I'm a data scientist and it's my first time seeing analysis of a dataset using prompts (as opposed to code: i.e. python/R/SQL). I'm slightly blown away! The plot titled 'Distribution of Builds by Platform and Outcome' looks professional and would take me 10-60 minutes using ggplot. The spacings between the text and other graphical elements are done well and would be time-consuming (not to mention bland) for humans.

I'm wondering if we'll soon see Jupyter notebooks with R, Python, Julia, and OpenAI-assistant kernels! (the latter being human readable plain text instructions like the ones used in your analysis E.g. rather than 20 lines of matplotlib or ggplot "Show me the distribution of builds by machine platform, where the platforms are ordered by M1 to M3, and within the platform class Pro comes before Max.".

This has blown my mind.

I'm still unclear on the exact tech stack you used. If I understand correctly, the steps were:

- generate data locally,

- use an ETL tool to push data to Google BigQuery,

- use BigQuery to generate CSVs

- give CSVs to an OpenAI assistant.

From there you asked OpenAI assistant questions and it generates the plots? Is this understanding correct?

Last question: how many times did you have to re-submit or rewrite the prompts? Were the outputs mostly from the first attempts, or was there a fair bit of back and forth re wording the prompts?

lawrjone · on Dec 30, 2023

I think we’ll definitely see AI find its way to the notebook tools. Funny enough, you can ask the model to give you an iPython notebook of its workings if you want to move your analysis locally, so in a way it’s already there!

On the process: we’re using OpenAI’s assistants feature alongside the ‘code interpreter’. This means the LLM that you speak to is fine tuned to produce Python code that can do data analysis.

You upload your files to OpenAI and make them available in the assistant. Then you speak to the LLM and ask questions about your data, it generates Python code (using pandas/numpy/etc) and runs the code on OpenAI infra in a sandbox, pulling the results out and having them interpreted by the LLM.

So the plots you see are coming direct from Python code the LLM generated.

On how many times did I resubmit: quite a few. I’d ask for a graph and it would give me what I needed, but maybe the layout was bad so you’d say “repeat the above but show two histograms a row and colour each machine model differently”.

I was using a very recent model that’s in preview.
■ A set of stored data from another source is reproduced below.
PR #89257, opened 2021-09-25
Give better error for `macro_rules name`

aDotInTheVoid:
follow up to #89221

r? @estebank

@rustbot modify labels: +A-diagnostics +A-parser

### DIFF
--- a/compiler/rustc_parse/src/parser/item.rs
+++ b/compiler/rustc_parse/src/parser/item.rs
@@ -279,9 +279,9 @@ impl<'a> Parser<'a> {
         } else if self.eat_keyword(kw::Macro) {
             // MACROS 2.0 ITEM
             self.parse_item_decl_macro(lo)?
-        } else if self.is_macro_rules_item() {
+        } else if let IsMacroRulesItem::Yes { has_bang } = self.is_macro_rules_item() {
             // MACRO_RULES ITEM
-            self.parse_item_macro_rules(vis)?
+            self.parse_item_macro_rules(vis, has_bang)?
         } else if vis.kind.is_pub() && self.isnt_macro_invocation() {
             self.recover_missing_kw_before_item()?;
             return Ok(None);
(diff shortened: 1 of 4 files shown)


compiler/rustc_parse/src/parser/item.rs
```diff
@@ -1534,18 +1534,45 @@ impl<'a> Parser<'a> {
...
-    /// Is this unambiguously the start of a `macro_rules! foo` item definition?
-    fn is_macro_rules_item(&mut self) -> bool {
-        self.check_keyword(kw::MacroRules)
-            && self.look_ahead(1, |t| *t == token::Not)
-            && self.look_ahead(2, |t| t.is_ident())
+    /// Is this a possibly malformed start of a `macro_rules! foo` item definition?
+    ///
+    /// The first bool is whether it's a macro_rules item.
+    /// The second is whether the `!` after `macro_rules` is present
+    fn is_macro_rules_item(&mut self) -> (bool, bool) {
```
camelid, line 1541: nit: Seems like this code might be clearer if the return type were a struct with two boolean fields? E.g.:

```rust
struct IsMacroRulesItem {
    is_macro_rules: bool,
    has_bang_after_macro_rules: bool,
}
```

compiler/rustc_parse/src/parser/item.rs
```diff
@@ -1534,18 +1534,45 @@ impl<'a> Parser<'a> {
...
+        if self.check_keyword(kw::MacroRules) {
+            let macro_rules_span = self.look_ahead(0, |t| t.span);
```
estebank, line 1543: Isn't this equivalent to `self.token.span`?

estebank (approved):
After addressing the nitpicks, r=me

compiler/rustc_parse/src/parser/item.rs
camsteffen: Or return `Option<IsMacroRulesItem>` with `struct IsMacroRulesItem { has_bang: bool }`

compiler/rustc_parse/src/parser/item.rs
aDotInTheVoid: Yep, didn't realise you could do that

compiler/rustc_parse/src/parser/item.rs
aDotInTheVoid: Went with 

```rust
enum IsMacroRulesItem {
    Yes { has_bang: bool },
    No,
}
```

we could bikeshed this forever, but I think this is pritty clear

PR #89258, opened 2021-09-25
Make char conversion functions unstably const

est31:
The char conversion functions like `char::from_u32` do trivial computations and can easily be converted into const fns. Only smaller tricks are needed to avoid non-const standard library functions like `Result::ok` or `bool::then_some`.

Tracking issue: https://github.com/rust-lang/rust/issues/89259

### DIFF
--- a/library/core/src/char/convert.rs
+++ b/library/core/src/char/convert.rs
@@ -51,8 +51,13 @@ use super::MAX;
 #[must_use]
 #[inline]
 #[stable(feature = "rust1", since = "1.0.0")]
-pub fn from_u32(i: u32) -> Option<char> {
-    char::try_from(i).ok()
+#[rustc_const_unstable(feature = "const_char_convert", issue = "89259")]
+pub const fn from_u32(i: u32) -> Option<char> {
+    // FIXME: once Result::ok is const fn, use it here
+    match char_try_from_u32(i) {
+        Ok(c) => Some(c),
+        Err(_) => None,
+    }
 }
 
 /// Converts a `u32` to a `char`, ignoring validity.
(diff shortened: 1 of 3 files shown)


library/core/src/char/convert.rs
```diff
@@ -50,8 +50,12 @@ use super::MAX;
 #[doc(alias = "chr")]
 #[inline]
 #[stable(feature = "rust1", since = "1.0.0")]
-pub fn from_u32(i: u32) -> Option<char> {
-    char::try_from(i).ok()
+#[rustc_const_unstable(feature = "const_char_convert", issue = "89259")]
+pub const fn from_u32(i: u32) -> Option<char> {
+    match char_try_from_u32(i) {
```
r00ster91, line 55: I wish we wouldn't have to sacrifice readability for constability, especially because we can eventually have both when `Result::ok` is `const` too. How about adding a `FIXME` or similar to change this back later?

library/core/src/char/methods.rs
```diff
@@ -340,7 +344,7 @@ impl char {
             // Force the 6th bit to be set to ensure ascii is lower case.
             digit = (self as u32 | 0b10_0000).wrapping_sub('a' as u32).saturating_add(10);
         }
-        (digit < radix).then_some(digit)
+        if digit < radix { Some(digit) } else { None }
```
r00ster91, line 347: Same here.

library/core/src/char/convert.rs
est31: I've tried making `Result::ok` const, but it is blocked by const drop.

r00ster91: I suggested to add a `FIXME`, not to fix it immediately.

Mark-Simulacrum:
I admit that I feel a little "meh" about small const-ifications that also need to change the bodies of functions to make them amenable to const-ifying (or even extracting them into helper functions for sharing). It seems like there is no particularly pressing need to do so, and const-fn evaluation is progressing gradually to the point where that becomes less necessary to do.

That said, this PR seems OK to me.

r? @yaahc for libs-api approval

est31:
@mark-simulacrum does this need libs-api approval? @oli-obk has recently r+'d a very similar PR #90607 without libs-api approval.

Mark-Simulacrum:
I think current policy is const eval OR libs-api, but am not confident on that.

oli-obk:
wg-const-eval may unstably add const to functions without querying libs-api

It was a bit slow (30s to 2m to get a response sometimes) but that’s expected on a preview and this stuff will only get faster.

Hope that answers your questions!

gray_-_wolf · on Dec 29, 2023

> it makes this analysis far more accessible than it was before

How does the average engineer verify if the result is correct? You claim (and I believe you) to be able to do this "by hand", if required. Great, but that likely means you are able to catch when LLM makes an mistake. Any ideas on how average engineer, without much experience in this area, should validate the results?

lawrjone · on Dec 29, 2023

I mentioned this in a separate comment but it may be worth bearing in mind how the AI pipeline works, in that you’re not pushing all this data into an LLM and asking it to produce graphs, which would be prone to some terrible errors.

Instead, you’re using the LLM to generate Python code that runs using normal libraries like Pandas and gnuplot. When it makes errors it’s usually generating totally the wrong graphs rather than inaccurate data, and you can quickly ask it “how many X Y Z” and use that to spot check the graphs before you proceed.

My initial version of this began in a spreadsheet so it’s not like you need sophisticated analysis to check this stuff. Hope that explains it!